The skin samples were first performed deparaffination process. And the slides were incubated in perm/blocking buffer (0.3% Triton X-100, 1% BSA in PBS) for 3 hours at room temperature. The slides were then washed in 1× PBS three times and incubated in primary antibody solution (0.1% tween 20 in PBS) for overnight (4 °C). The slides were washed using 1× PBS three times and incubated in secondary antibody solution (0.1% tween 20 in PBS) for 3 hours at room temperature. Secondary antibody information: Goat anti-Rat IgM (Heavy chain) Secondary Antibody Alexa FluorTM 647 and Donkey anti-Rabbit IgG (H + L) Highly cross-adsorbed Secondary Antibody, Alexa FluorTM 594 (Invitrogen). Then, the slides were washed using 1× PBS three times and stained using DAPI. The stained skin slides were covered with mounting solution and dried overnight in dark place. The slides were imaged by Olympus confocal microscopy system. The following antibodies were used for immunofluorescence staining: smooth muscle actin Polyclonal antibody (Proteintech, Cat# 14395-1-AP, Lot# 00081698, clone: polyclonal, dilution: 1:800), CD68 Monoclonal Antibody (Invitrogen, Cat# 14-0681-82, Lot# 2472523, clone: FA-11, dilution: 1:100), Donkey anti-Rabbit IgG (H + L) Highly cross-adsorbed Secondary Antibody, Alexa FluorTM 594 (Invitrogen, Cat# A-21207, Lot# 2145022, clone: polyclonal, dilution: 1:500), Goat anti-Rat IgM (Heavy chain) Secondary Antibody Alexa FluorTM 647 (Invitrogen, Cat# A21248, Lot# 1964390, clone: polyclonal, dilution: 1:500).

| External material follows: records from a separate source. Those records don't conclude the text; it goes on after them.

Issue #542, opened 2016-08-24
Algorithm keeps receiving quotes after the stock is delisted


quant1729:
Hello, 

I have faced this interesting issue. I run DelistingEventsAlgorithm locally with provided input files (I am using AAPL, SPY) to see delistings happenning (I modified map files for this). 
In DelistingEventsAlgorithm.cs I changed just initialization method: 
        public override void Initialize()
        {
            SetStartDate(2015, 07, 3);  //Set Start Date
            SetEndDate(2015, 07, 20);    //Set End Date
            SetCash(100000);             //Set Strategy Cash
            // Find more symbols here: http://quantconnect.com/data
            AddSecurity(SecurityType.Equity, "AAPL", Resolution.Daily);
            AddSecurity(SecurityType.Equity, "SPY", Resolution.Daily);
        }

What I noticed is that when the file is over and there is no more data in it, the algo keeps receiving the forward filled prices up to the EndDate. So e.g. if I say in algo "SetEndDate(2015, 07, 20)" and there is no data for SPY after 2015-07-15 my algo will still be getting last price 210.63 on 16th, 17th.. 20th of July ..even after receiving the delisting event. 

Modified map file for SPY to emulate delisting:
[spy.csv.txt](https://github.com/QuantConnect/Lean/files/435769/spy.csv.txt)

Screenshot:
![image](https://cloud.githubusercontent.com/assets/11757550/17949998/a16a2f24-6a58-11e6-8789-eae45560ab40.png)

jaredbroad:
Fixed in 5b3227ef501bc687e28231f26e9007f080d943f0

PR #545, opened 2016-08-26
Delistings bugfix

AlexCatarino:
On SubscriptionDataReader.TryGetNextDate, the day after the delisting was not been considered an event date, thus the algorithm kept receiving quotes after the security was delisted.
Ref #542

### DIFF
--- a/Common/Interfaces/IAlgorithm.cs
+++ b/Common/Interfaces/IAlgorithm.cs
@@ -450,6 +450,13 @@ namespace QuantConnect.Interfaces
         Security AddSecurity(SecurityType securityType, string symbol, Resolution resolution, string market, bool fillDataForward, decimal leverage, bool extendedMarketHours);
 
         /// <summary>
+        /// Removes the security with the specified symbol. This will cancel all
+        /// open orders and then liquidate any existing holdings
+        /// </summary>
+        /// <param name="symbol">The symbol of the security to be removed</param>
+        bool RemoveSecurity(Symbol symbol);
+
+        /// <summary>
         /// Set the starting capital for the strategy
         /// </summary>
         /// <param name="startingCash">decimal starting capital, default $100,000</param>
--- a/Engine/AlgorithmManager.cs
+++ b/Engine/AlgorithmManager.cs
@@ -141,7 +141,7 @@ namespace QuantConnect.Lean.Engine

Finite-element simulations

Finite-element software COMSOL Multiphysics was used to model a three-layer structure subjected to external uniaxial strain and map the stress level. To investigate the concentrated stress that may lead to a crack channeling across the thin film, we built a three-dimensional model. The modulus of the top thin film was 19.4 MPa (modulus of the nanoconfinement DPP). The hyper-elastic material model (Neo-Hookean) was applied to the functional thin film, soft interlayer (modulus of the SEBS H1052, 2.83 MPa), and the ultrasoft substrate (modulus of the ultrasoft hydrogel, 2.5 kPa). We varied the modulus (10 kPa to 1 GPa) and thickness (100 nm to 10 μm) of the soft interlayer, and the delaminated area (from 1.5 to 41 times to the notch area) between the functional layer and the interlayer around the notch, and calculated the stress level. To simplify the simulation, we assume the adhesion between the layers is infinite, and no extra delamination occurs in the three-layer structure under the uniaxial stretching (up to 10% strain). Hexahedral elements (with a minimal element size of 0.8 nm) were used to mesh the structure.

Reporting summary

Further information on research design is available in the Nature Portfolio Reporting Summary linked to this article.